Cascade-CLIP: Cascaded Vision-Language Embeddings Alignment for Zero-Shot Semantic Segmentation

TL;DR

This work introduces a series of independent decoders to align the multi-level visual features with the text embeddings in a cascaded way, forming a novel but simple framework named Cascade-CLIP that achieves superior zero-shot performance on segmentation benchmarks.

Abstract

Pre-trained vision-language models, e.g., CLIP, have been successfully applied to zero-shot semantic segmentation. Existing CLIP-based approaches primarily utilize visual features from the last layer to align with text embeddings, while they neglect the crucial information in intermediate layers that contain rich object details. However, we find that directly aggregating the multi-level visual features weakens the zero-shot ability for novel classes. The large differences between the visual features from different layers make these features hard to align well with the text embeddings. We resolve this problem by introducing a series of independent decoders to align the multi-level visual features with the text embeddings in a cascaded way, forming a novel but simple framework named Cascade-CLIP. Our Cascade-CLIP is flexible and can be easily applied to existing zero-shot semantic segmentation methods.
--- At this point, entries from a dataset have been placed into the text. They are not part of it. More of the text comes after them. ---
PR #825, opened 2018-04-29
Optics as extension on Companion

nomisRev:
Since other generators require `companion object` I propose the same requirement for optics generation. If so then we can generate optics as extension properties on the companion object instead of global functions. This will improve discoverability and place make for an easier to use API.

```kotlin
val optic = (employeeCompany() compose
  companyAddress() compose
  addressStreet() compose
  streetName())
```

will become

```kotlin
val optic = (Employee.company compose
  Company.address compose
  Address.street compose
  Street.name)
```

Thoughts?


jereksel:
This will require declaring empty `compation object` for annotated classes - I don't like that.

nomisRev:
> This will require declaring an empty companion object for annotated classes - I don't like that.

Yes it does and neither do I but we already require it for `@instance` and `@product` too.

Concerning the syntax. I think `Person.name` is a big win over a global function `personName()` both for discoverability as user-friendliness. Searching global function by name convention can be really tedious and IDE support is much more friendly when searching companion objects.

That it looks like accessing a static field is fine for me as you could see it as a composition of functional references. Any other suggestions?

We could also make them `fun` instead of `val`, would that be a better improvement?  I wanted to stay away from pre- or post fixes such as `Person.nameLens` or `Person.lensName`.

jereksel:
So let's do it another way - instead of 
```
val optic = (Employee.company compose
  Company.address compose
  Address.street compose
  Street.name)
```

Maybe we should go with something like
```
val optic = (Employee.company compose
  address compose
  street compose
  name)
```

nomisRev:
Snippet 1 & 2 are the same but with a different set of imports.

I thought about snippet 3 but if we do that it would be a DSL on top of snippet 1 but not replace traditional composition. Just like we do with bound setter.

raulraja:
I like the lenses in the companion more than functions on the package but the concern I have here is  name collisions.
`Employee.name` seems to me like a overly generic namespace that resembles a property but not a lens and it's potentially a namespace anyone could claim on its own for any other purpose regarding manipulation of properties in a data class.

raulraja:
@nomisRev alright, I'm sold :+1:

raulraja:
I also like `val optic = Employee.company.address.street.name` as @jereksel  suggested and if we can do both styles it would be awesome.

nomisRev:
@raulraja I'd really love a DSL like `val optic = Employee.company.address.street.name` but it needs quite a bit of code gen to allow for it to work.

However I think this is a much stronger feature than the current bounded syntax and am not sure if the additionally generated code is an issue given the power this offers. Also with this style syntax I personnaly don't feel the need anymore to support bounded syntax. Thoughts? @raulraja @jereksel @pakoito @JorgeCastilloPrz 

For example to make the following snippet compile
```kotlin
@optics
data class Address(val city: String, val street: Street) {
  companion object
}

@optics
data class Company(val name: String, val address: Address) {
  companion object
}

@optics
data class Employee(val name: String, val company: Company?) {
  companion object
}
val address: Optional<Employee, Address> = Employee.company.address
```

We need to generate following code

```kotlin
/** For Employee::company **/
inline val <S> Iso<S, Employee>.company: Optional<S, Company> get() = this + Employee.company
inline val <S> Lens<S, Employee>.company: Optional<S, Company> get() = this + Employee.company
inline val <S> Optional<S, Employee>.company: Optional<S, Company> get() = this + Employee.company
inline val <S> Prism<S, Employee>.company: Optional<S, Company> get() = this + Employee.company
inline val <S> Setter<S, Employee>.company: Setter<S, Company> get() = this + Employee.company
inline val <S> Traversal<S, Employee>.company: Traversal<S, Company> get() = this + Employee.company
inline val <S> Fold<S, Employee>.company: Fold<S, Company> get() = this + Employee.company

/** For Company::address **/
inline val <S> Iso<S, Company>.address: Lens<S, Address> get() = this + Company.address
inline val <S> Lens<S, Company>.address: Lens<S, Address> get() = this + Company.address
inline val <S> Optional<S, Company>.address: Optional<S, Address> get() = this + Company.address
inline val <S> Prism<S, Company>.address: Optional<S, Address> get() = this + Company.address
inline val <S> Getter<S, Company>.address: Getter<S, Address> get() = this + Company.address
inline val <S> Setter<S, Company>.address: Setter<S, Address> get() = this + Company.address
inline val <S> Traversal<S, Company>.address: Traversal<S, Address> get() = this + Company.address
inline val <S> Fold<S, Company>.address: Fold<S, Address> get() = this + Company.address
```

raulraja:
@nomisRev I think that as long as those val's are not initialized until usage it would be fine regardless of the amount of code. If you think the new DSL would supersede the bounded syntax one then great!. We are in a privileged situation now that won't last much longer as we approach 1.0 and whatever makes the barrier of entry to lenses easier the better.

nomisRev:
@raulraja The to-generate-code is quite trivial so I should be able to add that over the weekend.

Since the generated code are all `inline val` there should be no overhead. I am unsure what happens with `inline val` if they're not used.

Reason I think the new DSL supersedes the bounded syntax is that we're making actual Optics here instead of bounded instances so they live up to their potential. 

Additionally, I think the bounded syntax is not worth the overhead `employee.setter().company.address.street.name.modify(String::toUpperCase)` over

`Employee.company.address.street.name.modify(employee, String::toUpperCase)`

modules/optics/arrow-optics/src/main/kotlin/arrow/optics/dsl/at.kt
```diff
@@ -0,0 +1,84 @@
+package arrow.optics.dsl
```
pakoito: How can this file be accessed, if not from the menu?

nomisRev: You mean `DSL` docs?

nomisRev:
Re-enabling grained control for DSL will be done in #848

nomisRev:
@arrow-kt/maintainers ready for review :)

modules/core/arrow-annotations-processor/models/src/main/java/arrow/ap/objects/iso/IsoCompanion.kt
```diff
@@ -0,0 +1,8 @@
+package arrow.ap.objects.iso
+
+import arrow.core.Option
+import arrow.optics.OpticsTarget
+import arrow.optics.optics
+
+@optics([OpticsTarget.ISO])
+data class IsoCompanion(val field: String, val nullable: String?, val option: Option<String>)
```
pakoito: Companion object?

nomisRev: Test model to test for a compiler error. https://github.com/arrow-kt/arrow/pull/825/files#diff-8bcf2e9e0361c1d797accab0aede2539R32

modules/core/arrow-annotations-processor/models/src/main/java/arrow/ap/objects/iso/IsoSealed.kt
```diff
@@ -6,5 +6,6 @@ import arrow.optics.optics
 
 @optics([OpticsTarget.ISO])
 sealed class IsoSealed(val field: String, val nullable: String?, val option: Option<String>) {
+  companion object {}
```
raulraja: No need for `{}`

modules/docs/arrow-docs/docs/docs/optics/dsl/README.md
```diff
@@ -73,14 +75,14 @@ import arrow.data.*
 val jane = Employee("Jane Doe", Company("Kategory", Address("Functional city", Street(42, "lambda street"))))
 val employees = Employees(listOf(john, jane).k())
 
-employees.setter().employees.every(ListK.each()).company.address.street.name.modify(String::capitalize)
+Employees.employees.every(ListK.each()).company.address.street.name.modify(employees, String::capitalize)
```
raulraja: Is it possible to provide `ListK.each()` automatically based on the property type internally so the user can just do?
```kotlin
Employees.employees.every().company.address.street.name.modify(employees, String::capitalize)
```
Also if we detect types for which we now a wrapper exists for example `List <-> ListK`, is it possible to preserve the user's type `List` while providing internally a `Each` instance for its wrapper type?

modules/optics/arrow-optics/src/main/kotlin/arrow/optics/syntax/BoundSetter.kt
```diff
@@ -1,75 +0,0 @@
...
-import arrow.optics.typeclasses.*
-
-/**
- * A [BoundSetter] is an optic that allows to see into a bound structure and set or modify its focus.
- * It is used to enable a DSL to work with values of immutable structures where the full power of Optics is not required.
- *
- * @param S the source of a [BoundSetter]
- * @param A the focus of a [BoundSetter]
- */
-class BoundSetter<S, A>(val value: S, val setter: Setter<S, A>) {
```
raulraja: :fire: :clap:

modules/docs/arrow-docs/docs/docs/optics/dsl/README.md
nomisRev: @raulraja I tried to find an encoding for this but we need true typeclasses AFAIK.

We can do this only for one `F` due to type erasure and I am unsure if we should favor `List`/`ListK` by adding
`fun <T, A> Lens<T, ListK<A>>.every(): Traversal<T, A> = this compose ListK.traversal()`.

Because then we cannot do it for any other `F` like
`fun <T, A> Lens<T, SetK<A>>.every()` or `fun <T, K, A> Lens<T, MapK<K, A>>.every()`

Experimental results show that our simple Cascade-CLIP achieves superior zero-shot performance on segmentation benchmarks, like COCO-Stuff, Pascal-VOC, and Pascal-Context. Our code is available at: https://github.com/HVision-NKU/Cascade-CLIP

Figures (8)

• Figure 1: Motivation illustration of Cascade-CLIP. The cosine similarity map (above) indicates the visual features from the intermediate layers of CLIP pmlr-v139-radford21a layers can capture richer local object details compared to the last one (Layer 12).
• Figure 2: Three zero-shot segmentation approaches based on CLIP. (a) ZegCLIP relies on the last-layer visual features without considering information from intermediate layers. (b) Inspired by SegFormer xie2021segformer, we fuse both intermediate- and last-layers features to enhance feature representation, yet this integration disrupts the correlation between text and visual features. (c) To alleviate this issue, our Cascade-CLIP separats the image encoder and aligns independent text-image decoders for deep features and middle features respectively, and finally cascades the segmentation results.
• Figure 3: Architecture of our Cascade-CLIP. The CLIP visual encoder is divided into multiple stages. Then, we employ the NGA module to aggregate features of blocks within each stage and assign an independent text-image decoder for aggregated visual features and non-sharing text embeddings. In the text-image decoder (right part of the figure), the segmentation mask could be calculated by the scaled dot product attention via the Multihead Attention (Attn) layers, inspired by zhang2022segvit. Finally, we combine the multi-level semantic masks produced by different cascaded decoders to enhance segmentation predictions. (Please refer to Sec. \ref{['sec: NGA']} for details.)
• Figure 4: Centered kernel alignment heatmap kornblith2019similarity between layers of (a) Original CLIP and (b) Cascade-CLIP (Ours). The last row (red box) shows the similarity between features from the last layer and other layers. The green box illustrates the similarity between adjacent layers.
• Figure 5: Qualitative transductive results on COCO-Stuff 164K. The black and red tags represent seen and unseen classes, respectively.